Getting audited by the IRS is no fun. Fortunately, your chances of being audited are probably lower than you think. A look at the latest IRS statistics for 2016 reveals some interesting, and reassuring, facts about the risk of an IRS audit.
- Audits are becoming less common. The number of individual tax returns the IRS audited fell to a 12-year low last year, to just above 1 million. Audits have been declining especially steeply over the last five years, which the IRS commissioner said was due in part to declining budgets and a smaller IRS workforce.
- Audits target the rich. It’s a fact: IRS audits happen most often to the super-rich. The statistical chance of being audited increases dramatically for people at higher income levels.

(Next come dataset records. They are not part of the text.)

PR #3676, opened 2020-01-16
Add controller run target

lulf:


controller-manager/Makefile
```diff
@@ -3,6 +3,9 @@ include ../Makefile.go.mk
 
 build_deps: build/operatorImageMap.yaml
 
+run:
```
ctron: I think you should either add a source file (maybe both ./build/operatorImageMap.yaml ./build/controller-manager) or add the target to `.PHONY`.

PR #3678, opened 2020-01-16
Add ids to all elements for testing

anukritijha:
This PR includes ids in filters, buttons, drop-downs and input fields in all the source files to enable testing.


anukritijha:
@kornys Added ids to all elements.

kornys:
@k-wall can we merge it into console-server?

For example, filers that made near the average U.S. income only had a 0.4 percent chance to be audited. That frequency doubled once annual incomes reached $200,000, and doubled again at incomes greater than $500,000. By the time a person reports $10 million in income, they have a one-in-five chance to be audited, according to IRS statistics.
- Bad math gets you audited. High income isn’t the only thing that gets you audited, however. Often when people do their returns themselves, they make calculation errors. The IRS sent out more than 1.6 million examination letters last year correcting math errors, with the most frequent errors occurring in people’s calculation of their amount of tax due, as well as the number of exemptions and deductions they claim. Getting professional help can save you a lot of hassle.
- Missing information creates a problem. Keep in mind that missing or incomplete data on your return also triggers an audit, since the IRS usually gets a copy of the same tax forms (W-2s/1099s) you get every year.
- Standing out gets you audited. The IRS takes a close look at business expenses, charitable donations and high-value itemized deductions. They have statistical data on what amounts are typical for various professions and income levels. If your return stands out from what is “normal,” it may be flagged for review by the agency’s computer system.
- More audits are done by mail. If you do face an audit, it’s most likely that it will be done by mail. Only about one in four IRS audits are field audits conducted in person by an IRS agent. The most common issues, such as math errors or missing data, are done through mail correspondence.
- Most audits end up costing you. You can fight the tax law, but the tax law usually wins. Most people audited by the IRS end up owing additional tax. Only 11 percent of correspondence audits and 8 percent of field audits concluded with a “no change” finding in favor of the taxpayer.